● **How to complete this task**: Check every line of the material below for the string "position", and return the ones that have it.

● **Data**:
PR #3664, opened 2023-10-26
input: Apply scaling to cursorPosOnActivate position

teschnei:
When the cursor is reset in a constraint, the hint given to us is scaled by the monitor's scaling value.  If we don't get a hint, the backup position (cursorPosOnActivate) should also be scaled so that the position is correct when we unscale it later.


vaxerski (approved):
my bad I did an ooga booga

● **Task result**:
input: Apply scaling to cursorPosOnActivate position
When the cursor is reset in a constraint, the hint given to us is scaled by the monitor's scaling value.  If we don't get a hint, the backup position (cursorPosOnActivate) should also be scaled so that the position is correct when we unscale it later.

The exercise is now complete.